EXERCISE DETAILS → What is the number of lines in this listing that include the string "name"? Answer with that number by itself.
....
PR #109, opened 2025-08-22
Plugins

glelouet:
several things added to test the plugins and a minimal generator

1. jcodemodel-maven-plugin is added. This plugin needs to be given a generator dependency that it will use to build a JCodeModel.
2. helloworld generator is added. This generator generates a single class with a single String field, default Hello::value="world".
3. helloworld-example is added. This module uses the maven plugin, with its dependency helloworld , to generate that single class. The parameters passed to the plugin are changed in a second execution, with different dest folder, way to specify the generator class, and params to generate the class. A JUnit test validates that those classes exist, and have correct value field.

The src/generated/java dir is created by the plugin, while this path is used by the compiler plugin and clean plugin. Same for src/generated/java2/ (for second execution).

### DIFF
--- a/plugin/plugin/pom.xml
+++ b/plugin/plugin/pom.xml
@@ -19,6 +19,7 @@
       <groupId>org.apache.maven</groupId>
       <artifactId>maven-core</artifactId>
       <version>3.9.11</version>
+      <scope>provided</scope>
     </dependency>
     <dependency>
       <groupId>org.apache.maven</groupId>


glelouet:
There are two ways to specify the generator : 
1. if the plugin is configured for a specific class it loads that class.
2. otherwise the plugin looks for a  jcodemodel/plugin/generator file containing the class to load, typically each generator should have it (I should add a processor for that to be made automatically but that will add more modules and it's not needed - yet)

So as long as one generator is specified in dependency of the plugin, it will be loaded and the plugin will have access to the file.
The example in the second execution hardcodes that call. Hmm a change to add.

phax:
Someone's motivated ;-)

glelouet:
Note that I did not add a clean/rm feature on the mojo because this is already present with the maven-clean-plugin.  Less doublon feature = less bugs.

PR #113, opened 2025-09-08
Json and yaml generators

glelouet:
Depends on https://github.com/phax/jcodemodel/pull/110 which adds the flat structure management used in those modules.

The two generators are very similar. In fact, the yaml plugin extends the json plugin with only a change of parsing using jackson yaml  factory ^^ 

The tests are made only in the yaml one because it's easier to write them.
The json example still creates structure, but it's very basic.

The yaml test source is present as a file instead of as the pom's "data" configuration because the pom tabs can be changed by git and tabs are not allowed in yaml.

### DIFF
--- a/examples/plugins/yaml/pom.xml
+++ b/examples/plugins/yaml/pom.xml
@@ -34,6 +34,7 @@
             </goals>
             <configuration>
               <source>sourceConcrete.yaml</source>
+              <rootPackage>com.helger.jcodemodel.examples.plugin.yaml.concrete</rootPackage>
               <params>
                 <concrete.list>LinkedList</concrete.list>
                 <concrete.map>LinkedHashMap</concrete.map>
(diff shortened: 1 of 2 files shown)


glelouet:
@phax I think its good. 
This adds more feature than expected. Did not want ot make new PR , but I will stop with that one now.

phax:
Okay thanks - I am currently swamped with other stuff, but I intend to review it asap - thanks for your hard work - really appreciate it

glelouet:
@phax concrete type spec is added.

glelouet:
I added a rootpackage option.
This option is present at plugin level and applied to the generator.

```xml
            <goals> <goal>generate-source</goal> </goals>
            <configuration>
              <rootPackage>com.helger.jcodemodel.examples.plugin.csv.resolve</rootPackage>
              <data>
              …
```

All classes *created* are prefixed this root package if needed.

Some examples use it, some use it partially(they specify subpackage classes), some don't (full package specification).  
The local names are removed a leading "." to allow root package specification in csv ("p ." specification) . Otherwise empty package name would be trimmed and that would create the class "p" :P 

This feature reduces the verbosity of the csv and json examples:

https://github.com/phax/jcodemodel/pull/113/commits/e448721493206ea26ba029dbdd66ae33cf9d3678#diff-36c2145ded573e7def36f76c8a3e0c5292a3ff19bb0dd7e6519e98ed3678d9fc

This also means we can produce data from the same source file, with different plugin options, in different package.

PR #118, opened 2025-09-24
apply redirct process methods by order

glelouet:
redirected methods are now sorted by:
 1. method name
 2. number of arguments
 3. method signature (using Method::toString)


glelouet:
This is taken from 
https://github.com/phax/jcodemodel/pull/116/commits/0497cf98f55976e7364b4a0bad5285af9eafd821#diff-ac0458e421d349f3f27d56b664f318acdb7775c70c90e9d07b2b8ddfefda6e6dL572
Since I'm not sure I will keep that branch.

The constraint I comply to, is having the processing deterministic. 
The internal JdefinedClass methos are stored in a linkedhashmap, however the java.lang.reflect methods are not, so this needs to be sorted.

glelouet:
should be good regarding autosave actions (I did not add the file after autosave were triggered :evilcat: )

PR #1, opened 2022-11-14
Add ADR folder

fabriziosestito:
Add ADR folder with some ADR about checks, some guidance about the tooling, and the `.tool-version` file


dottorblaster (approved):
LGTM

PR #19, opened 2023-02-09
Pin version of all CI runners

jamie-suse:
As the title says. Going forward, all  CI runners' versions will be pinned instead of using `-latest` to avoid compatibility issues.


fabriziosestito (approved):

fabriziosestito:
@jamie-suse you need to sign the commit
....
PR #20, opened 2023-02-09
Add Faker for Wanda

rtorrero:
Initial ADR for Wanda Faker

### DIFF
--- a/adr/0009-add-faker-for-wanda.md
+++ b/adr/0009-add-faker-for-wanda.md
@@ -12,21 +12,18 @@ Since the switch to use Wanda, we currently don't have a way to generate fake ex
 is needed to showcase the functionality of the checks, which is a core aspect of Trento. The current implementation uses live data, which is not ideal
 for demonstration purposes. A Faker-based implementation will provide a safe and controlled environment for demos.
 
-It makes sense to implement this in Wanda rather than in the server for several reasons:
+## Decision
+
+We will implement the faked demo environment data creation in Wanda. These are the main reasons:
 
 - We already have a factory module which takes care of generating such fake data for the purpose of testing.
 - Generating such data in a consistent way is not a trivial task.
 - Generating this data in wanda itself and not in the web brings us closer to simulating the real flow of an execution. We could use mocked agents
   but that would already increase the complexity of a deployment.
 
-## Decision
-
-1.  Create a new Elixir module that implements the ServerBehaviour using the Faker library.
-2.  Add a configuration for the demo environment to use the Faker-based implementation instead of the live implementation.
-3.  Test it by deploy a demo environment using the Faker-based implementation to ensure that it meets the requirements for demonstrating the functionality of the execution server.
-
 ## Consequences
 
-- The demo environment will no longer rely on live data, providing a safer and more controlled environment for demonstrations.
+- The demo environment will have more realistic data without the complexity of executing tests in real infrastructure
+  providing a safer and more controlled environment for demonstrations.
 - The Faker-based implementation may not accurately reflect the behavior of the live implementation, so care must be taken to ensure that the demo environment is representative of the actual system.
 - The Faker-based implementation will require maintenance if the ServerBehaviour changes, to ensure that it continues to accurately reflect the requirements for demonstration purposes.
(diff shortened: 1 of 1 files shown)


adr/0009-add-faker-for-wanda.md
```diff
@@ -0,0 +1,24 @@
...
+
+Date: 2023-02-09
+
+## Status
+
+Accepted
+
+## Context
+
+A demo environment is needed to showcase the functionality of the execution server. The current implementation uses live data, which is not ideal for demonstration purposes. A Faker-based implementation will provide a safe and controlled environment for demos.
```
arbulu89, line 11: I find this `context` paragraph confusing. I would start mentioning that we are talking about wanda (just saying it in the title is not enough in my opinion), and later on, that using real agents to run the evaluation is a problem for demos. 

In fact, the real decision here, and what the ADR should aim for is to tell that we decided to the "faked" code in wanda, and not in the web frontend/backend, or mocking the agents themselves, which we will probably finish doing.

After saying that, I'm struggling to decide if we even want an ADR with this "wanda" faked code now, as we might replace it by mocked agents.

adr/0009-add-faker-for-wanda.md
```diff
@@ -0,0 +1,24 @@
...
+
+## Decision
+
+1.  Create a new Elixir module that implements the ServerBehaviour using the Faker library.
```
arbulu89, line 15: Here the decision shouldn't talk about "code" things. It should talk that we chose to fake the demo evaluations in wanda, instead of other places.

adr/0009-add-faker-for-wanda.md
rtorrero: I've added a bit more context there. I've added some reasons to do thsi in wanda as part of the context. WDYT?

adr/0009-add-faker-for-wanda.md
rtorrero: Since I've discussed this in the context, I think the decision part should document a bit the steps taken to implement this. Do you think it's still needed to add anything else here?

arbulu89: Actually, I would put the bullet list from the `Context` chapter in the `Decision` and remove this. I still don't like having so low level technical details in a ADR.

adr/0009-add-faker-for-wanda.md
....
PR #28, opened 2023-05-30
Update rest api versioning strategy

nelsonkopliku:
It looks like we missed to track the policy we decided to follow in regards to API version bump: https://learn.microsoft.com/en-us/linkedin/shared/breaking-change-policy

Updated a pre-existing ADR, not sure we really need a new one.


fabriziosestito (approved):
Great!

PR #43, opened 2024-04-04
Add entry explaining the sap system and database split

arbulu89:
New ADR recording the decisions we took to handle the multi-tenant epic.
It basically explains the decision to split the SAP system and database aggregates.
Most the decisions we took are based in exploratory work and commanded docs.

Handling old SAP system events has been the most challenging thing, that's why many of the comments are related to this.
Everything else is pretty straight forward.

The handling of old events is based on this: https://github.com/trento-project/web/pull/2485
....
TASK SOLUTION → 2